What are the special properties of ideophones that allow speakers to easily guess their meaning? This is still not well-understood. What we do know is that ideophones rely on iconicity to be meaningful. Iconicity is a connection between form and meaning. Since ideophones are spoken, their “form” is sound. Ideophones essentially “sound like” what they mean.

What we don’t know is the answer to this question: what is it about kira-kira that sounds like “flashing” to native and non-native speakers? This question is simple yet speaks to a unifying and fundamental aspect of human cognition: how do we relate sounds to the world? By striving to answer this question, our objectives feed into language acquisition, psychology, and machine learning.

The main goal of our project is to identify which sound properties cause ideophones to sound like what they mean. We do this by teaching ideophones from a multilingual database to a neural network. To do this, we train our network on pronunciation (e.g., kira-kira) and meaning (e.g., “flashing”) alone, replicating circumstances participants face during guessing tasks. Next, we pinpoint which sounds the neural network relied on to guess meanings more accurately.

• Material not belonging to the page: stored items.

PR #5043, opened 2026-08-05
Restore Docker DinD compatibility

YuanTingHsieh:
Follow-up to #5029.

### Description

Restore compatibility with Docker-in-Docker and other remote Docker daemon setups while retaining the local socket validation and permission handling added in #5029.

The generated `start_docker.sh` previously treated `NVFL_DOCKER_SOCK` as both the Docker CLI endpoint and the bind-mount source. That fails in the Docker E2E Jenkins pod: the CLI runs in the `gpu` container and reaches a DinD sidecar through `DOCKER_HOST`, while `/var/run/docker.sock` exists only on the daemon side.

This change:

- pins outer Docker commands to `unix://$DOCKER_SOCK` for local Unix endpoints, keeping the parent, network, and jobs on one daemon;
- retains the existing `DOCKER_HOST` or Docker context for TCP/SSH/DinD endpoints, where `NVFL_DOCKER_SOCK` is a daemon-host bind source;
- safely probes remote sockets through the configured parent image to validate the file type and discover its numeric GID;
- adds the discovered socket GID to the non-root parent container;
- supports `NVFL_DOCKER_SOCK_GID` as an explicit administrator/CI override when the remote probe must be bypassed;
- uses `--mount` so a missing daemon-host bind source is rejected rather than created as a directory;
- rejects relative, missing, and non-socket local paths; and
- documents the local-versus-remote behavior.

### Types of changes

- [x] Documentation updated.

### Testing

- `python -m pytest tests/unit_test/tool/deploy/deploy_commands_test.py -v` (109 passed)
- `./runtest.sh -s`
- `bash -n nvflare/tool/deploy/templates/docker/start_docker.sh`
- `git diff --check`

The behavioral tests cover both sides of the boundary:

- local socket overrides pin every outer Docker command to the selected Unix daemon;
- TCP/DinD paths are validated on the daemon host and their GID is added to the parent;
- a verified `NVFL_DOCKER_SOCK_GID` bypasses the probe without changing the remote CLI endpoint;
- failed remote probes stop before launching the parent; and
- local Unix endpoints reject missing/non-socket paths.

### DIFF
--- a/docs/design/docker_job_launcher_design.md
+++ b/docs/design/docker_job_launcher_design.md
@@ -175,8 +175,8 @@ docker run ... -e NVFL_DOCKER_WORKSPACE="$HOST_WORKSPACE" ...
 SP/CP container (site admin grants via start_docker.sh)
   ├── /var/run/docker.sock mounted            ← can create job containers
   ├── --user $(id -u):$(id -g)               ← runs as calling user (workspace files not root-owned)
-  ├── --group-add <docker-socket-gid>         ← grants access when the socket is locally visible
-  ├── --group-add 0 when needed               ← handles locally visible sockets that appear root-owned
+  ├── --group-add <docker-socket-gid>         ← grants access using the local stat or daemon-host probe
+  ├── --group-add 0 when needed               ← handles sockets that appear root-owned
   ├── workspace bind mount at /var/tmp/nvflare/workspace
   ├── nvflare-network                         ← intra-site: SP↔SJ / CP↔CJ (PARENT_URL, Docker DNS)
   └── host network (-p fed_learn_port)        ← cross-site: CP→SP over HTTPS, same as process mode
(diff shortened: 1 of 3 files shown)


chesterxgchen:
• Two key findings:

  1. P1 — Local socket override can use two different Docker daemons

     Setting NVFL_DOCKER_SOCK=/custom/docker.sock no longer makes the outer Docker commands use that
     socket. The parent container and network may be created on the default daemon, while jobs use the
     custom daemon mounted inside the parent. Those containers cannot share the required network/
     topology.

  2. P1 — Remote DinD socket may be inaccessible

     When the socket exists only on the remote daemon host, the script adds no supplementary socket
     group. The parent runs as a non-root user, while standard Docker sockets are typically
     root:<docker-gid> with mode 0660. The outer launch succeeds, but job launch inside the parent can
     fail with PermissionError(13).

  The new tests use a fake Docker command, so they do not test either the two-daemon topology or actual
  socket access inside the non-root parent.

pcnudde (approved):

We then test the psychological reality of what the neural network has learned by first asking it to generate new ideophones, then using these as stimuli in two experiments: (1) a learning study, and (2) a transmission study (a game of telephone), to see how the new ideophones “survive in the wild” as they are passed from one participant to the next.

Our project has two impact pathways: (1) developing an open-access database of ideophones from many languages, labeled with sound-meaning mappings identified by our neural network and verified through experimental evidence, and (2) designing an open-source brain-teaser game that helps improve one’s memory, while allowing us to continue to improve our network. For (1), we convert our neural network’s training set into a searchable website. For (2), we harness the sound-meaning mappings pin-pointed by our network to design memory tasks shown to improve memory performance.